You're a door host. Plan on getting shot, soldier? I doubt it. Wear the knife vest, no body is going to be throwing a grenade at you any time soon!


----------



## Ex-Dragoon (26 Feb 2008)

I will tell you what Steve, when you get some reall world experience in these subject then comment. Otherwise I forsee a short stay here.


----------



## Old Ranger (27 Feb 2008)

Steve_Rogers said:
			
		

> You're a door host. Plan on getting shot, soldier? I doubt it. Wear the knife vest, no body is going to be throwing a grenade at you any time soon!

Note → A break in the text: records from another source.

PR #854, opened 2020-12-03
Rename msg32 to msghash32 in ecdsa_sign/verify and add explanation

### LINKED ISSUE #307: Check argument names for confusability.
msg32 -- some people might think that this is the actual message, without hashing.

jonasnick:
This fixes #307 if there's nothing else that's confusing.

### DIFF
--- a/include/secp256k1.h
+++ b/include/secp256k1.h
@@ -452,7 +452,14 @@ SECP256K1_API int secp256k1_ecdsa_signature_serialize_compact(
  *           0: incorrect or unparseable signature
  *  Args:    ctx:       a secp256k1 context object, initialized for verification.
  *  In:      sig:       the signature being verified (cannot be NULL)
- *           msg32:     the 32-byte message hash being verified (cannot be NULL)
+ *           msghash32: the 32-byte message hash being verified (cannot be NULL).
+ *                      The verifier must make sure to apply a cryptographic
+ *                      hash function to the message by itself and not accept an
+ *                      msghash32 value directly. Otherwise, it would be easy to
+ *                      create a "valid" signature without knowledge of the
+ *                      secret key. See also
+ *                      https://bitcoin.stackexchange.com/a/81116/35586 for more
+ *                      background on this topic.
  *           pubkey:    pointer to an initialized public key to verify with (cannot be NULL)
  *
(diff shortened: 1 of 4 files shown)


include/secp256k1.h
```diff
@@ -452,7 +452,13 @@ SECP256K1_API int secp256k1_ecdsa_signature_serialize_compact(
...
  *  Args:    ctx:       a secp256k1 context object, initialized for verification.
  *  In:      sig:       the signature being verified (cannot be NULL)
- *           msg32:     the 32-byte message hash being verified (cannot be NULL)
+ *           msghash32: the 32-byte message hash being verified. The verifier
+ *                      must make sure to apply a cryptographic hash function to
+ *                      the message by itself and not accept an msghash32 value
+ *                      directly. Otherwise, it would be easy to create a
+ *                      "valid" signature without knowledge of the secret key.
+ *                      See also https://bitcoin.stackexchange.com/a/81116/35586
+ *                      for more background on this topic. (cannot be NULL)
```
real-or-random, line 461: maybe move the "cannot be NULL" up again.

Otherwise it's "See also https://bitcoin.stackexchange.com/a/81116/35586 for more background on this topic. (cannot be NULL)", which confused me. We could also move the explanation to the body alternatively.

real-or-random (commented):
We should do the same for the functions in the recovery module.

One more thing that I noticed is that extrakeys module says "tweak32" whereas the other functions have just "tweak". I think "tweak32" is better. The number suffixes are really neat.

I think the only exception where we don't use them is "seckey". (Maybe because this thing is so common that people should not get it wrong.)

include/secp256k1.h
jonasnick: Fixed

jonasnick:
Good points. Renamed msg32 also in recovery module and added commit that renames tweak to tweak32.

real-or-random:
ACK 6e85d675aaf9dc17842096f9cbf8cfab216c9331 I inspected the diff

apoelstra (approved):
ack 6e85d675aaf9dc17842096f9cbf8cfab216c9331

gmaxwell:
looks fine to me.

PR #857, opened 2020-12-08
docs: fix simple typo, dependecy -> dependency

timgates42:
There is a small typo in src/group_impl.h.

Should read `dependency` rather than `dependecy`.


real-or-random (approved):
ACK 18aadf9d288a54533376cb94f655d059eb1f098e

real-or-random:
Thanks. 

Note: I removed the URL from your opening post here to avoid that our merge script will pick it up and include it in the git history.

PR #862, opened 2020-12-23
Autoconf improvements

real-or-random:
See individual commit messages. These are improvements in preparation of the switch to Cirrus CI. (Maybe I'll just open a PR on top of this one.)

The first commit made the difference between successful build https://cirrus-ci.com/task/6740575057608704 and unsuccessful build https://cirrus-ci.com/task/4909571074424832.

I've tested the second commit without cross-compilation and with cross-compilation for android (https://github.com/bitcoin-core/secp256k1/issues/621#issuecomment-495703399)

When working on the autoconf stuff, I noticed two things that I just want to write down here:
 - At some point we should update [build-aux/m4/ax_prog_cc_for_build.m4](https://www.gnu.org/software/autoconf-archive/ax_prog_cc_for_build.html). This is outdated, and [there have been a lot of fixes](https://github.com/autoconf-archive/autoconf-archive/pull/207) But the latest version is [broken](https://lists.gnu.org/archive/html/autoconf-archive-maintainers/2020-06/msg00002.html), so now is probably not the time.
 - The latest autoconf 2.70 deprecates `AC_PROG_CC_C89`. It's not needed anymore because `AC_PROG_CC` cares about testing for version support. This makes autoconf 2.70 output a warning that we should probably just ignore. We don't want to force users onto 2.70...

### DIFF
--- a/configure.ac
+++ b/configure.ac
@@ -40,9 +40,9 @@ case $host_os in
          dnl These Homebrew packages may be keg-only, meaning that they won't be found
          dnl in expected paths because they may conflict with system files. Ask
          dnl Homebrew where each one is located, then adjust paths accordingly.
-
          openssl_prefix=`$BREW --prefix openssl 2>/dev/null`
          gmp_prefix=`$BREW --prefix gmp 2>/dev/null`
+         valgrind_prefix=`$BREW --prefix valgrind 2>/dev/null`
          if test x$openssl_prefix != x; then
            PKG_CONFIG_PATH="$openssl_prefix/lib/pkgconfig:$PKG_CONFIG_PATH"
            export PKG_CONFIG_PATH
@@ -51,6 +51,9 @@ case $host_os in
          if test x$gmp_prefix != x; then
            GMP_CPPFLAGS="-I$gmp_prefix/include"
            GMP_LIBS="-L$gmp_prefix/lib"
+         fi
+         if test x$valgrind_prefix != x; then
+           VALGRIND_CPPFLAGS="-I$valgrind_prefix/include"
          fi
        else
          AC_PATH_PROG([PORT],port,)
@@ -180,12 +183,15 @@ AC_ARG_WITH([valgrind], [AS_HELP_STRING([--with-valgrind=yes|no|auto],
 if test x"$req_valgrind" = x"no"; then
   enable_valgrind=no
 else
-  AC_CHECK_HEADER([valgrind/memcheck.h], [enable_valgrind=yes], [
+  SECP_VALGRIND_CHECK
+  if test x"$has_valgrind" != x"yes"; then
     if test x"$req_valgrind" = x"yes"; then
       AC_MSG_ERROR([Valgrind support explicitly requested but valgrind/memcheck.h header not available])
     fi
     enable_valgrind=no
-  ], [])
+  else
+    enable_valgrind=yes
+  fi
 fi
 AM_CONDITIONAL([VALGRIND_ENABLED],[test "$enable_valgrind" = "yes"])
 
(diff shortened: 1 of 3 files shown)


michaelfolkson:
Installing Valgrind on MacOS Big Sur to test this seems problematic https://stackoverflow.com/questions/65009780/macos-valgrind-alternative

real-or-random:
@michaelfolkson Indeed yeah, I'm using https://github.com/LouisBrunner/valgrind-macos on my branch. https://github.com/real-or-random/secp256k1/blob/202012-cirrusci/.cirrus.yml#L113

This seems to do the job. I hope it's stable enough that we won't have to fix this once per month.

michaelfolkson:
Required a reinstall of the MacOS CommandLineTools to install that LouisBrunner version of Valgrind. But this PR seems to work fine. Before this PR `CPPFLAGS` was empty on configuring and after this PR `CPPFLAGS` contains` -I/usr/local/opt/valgrind/include`

real-or-random:
> Required a reinstall of the MacOS CommandLineTools to install that LouisBrunner version of Valgrind.

Yep, this was necessary also here previously, see the commented lines in `.cirrus.yml`. But the Cirrus CI images have been upgraded now: https://github.com/cirruslabs/osx-images/issues/30

DvalCaruso (approved):

DvalCaruso (approved):

DvalCaruso (approved):

sipa:
@DvalCaruso Stop spamming this repository with meaningless operations. You will get banned if you continue.

sipa:
Is it possible to split the 2nd commit into ones that move stuff around, add comments, and provide the no-crosscompile special casing?

configure.ac
```diff
@@ -305,6 +263,79 @@ else
...
+    set_precomp=yes
+    if test x"${CC_FOR_BUILD+x}${CFLAGS_FOR_BUILD+x}${CPPFLAGS_FOR_BUILD+x}${LDFLAGS_FOR_BUILD+x}" != x; then
+      AC_MSG_WARN([CC_FOR_BUILD, CFLAGS_FOR_BUILD, CPPFLAGS_FOR_BUILD, and/or LDFLAGS_FOR_BUILD is set but ignored because we are not cross-compiling.])
+    fi
+    # If we're not cross-compiling, simply use the same compiler for building the static precompation code.
+    CC_FOR_BUILD="$CC"
+    CFLAGS_FOR_BUILD="$CFLAGS"
+    CPPFLAGS_FOR_BUILD="$CPPFLAGS"
+    LDFLAGS_FOR_BUILD="$LDFLAGS"
+  else
```
real-or-random, line 278: @sipa I think this is one part. But yes, I can split it if you want. I was somewhat lazy because I was hacking on the code at various places and then just had a bunch of changes...

sipa: @real-or-random Yes, sorry, I realize that that is what this part does. The code looks good, but it's easier to ascertain it doesn't introduce other changes if the move-only part and the rest are in separate commits.

real-or-random:
@sipa Ok, I split a commit. It's now easier to review this commit by commit. The second commit should introduce no behavioral changes.When viewing the (now) third commit, it's a good idea to hide whitespace changes because otherwise the diff will again be large due to changes in indentation.

sipa:
utACK 3c15130709da26a6d2f25a483aa45e14bf1e4feb?w=1

jonasnick:
utACK 3c15130709da26a6d2f25a483aa45e14bf1e4feb makes sense (with my very basic understanding of autoconf)

jonasnick (commented):
utACK 3c15130 makes sense (with my very basic understanding of autoconf)

real-or-random:
I think two utACKs are okay for this to be merged but let me rebase #864 on top of this, and then we can at least see this once being run on and tested on Cirrus CI. Then we can for example see if the brew commit still works, which was introduced to make the Cirrus PR work.

real-or-random:
> I think two utACKs are okay for this to be merged but let me rebase #864 on top of this, and then we can at least see this once being run on and tested on Cirrus CI. Then we can for example see if the brew commit still works, which was introduced to make the Cirrus PR work.

Ok, this work on CI: https://cirrus-ci.com/build/4517681179131904, merging then

Issue #870, opened 2021-01-20
IFDEFs beginning with underscores


roconnor-blockstream:
The IFDEFs in the header files in schnorrsig and extrakeys module directories all begin with `_`.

Funny, I had more issues with guns than knives working Door.
Bye the bye, no one plans on getting shot, just prudence incade you do.
What does a grenade have to do with the price of beer?

Ben


----------



## 1feral1 (8 Mar 2008)

Steve,
Whats with all these 'soldier' and commando comments in your posts??


----------



## Yrys (8 Mar 2008)

I would say ...

 Steve_Rogers



> Âge:  	18



... age !


----------



## dan005e (9 Mar 2008)

Also I think he reads too many comics.

Steve Rogers = Captain America.

Wait, maybe I read too many comics if i knew that  ;D


----------



## Panzer Grenadier (16 Mar 2008)

dan005e said:
			
		

> Wait, maybe I read too many comics if i knew that  ;D



Probably...


----------



## medaid (16 Mar 2008)

If any one has stab vest panels in good condition i.e never been stabbed, please PM me with a price and where I could get one if you're not selling yours.


----------



## Old Ranger (16 Mar 2008)

Sometimes your local Constabulary might donate a used one.


----------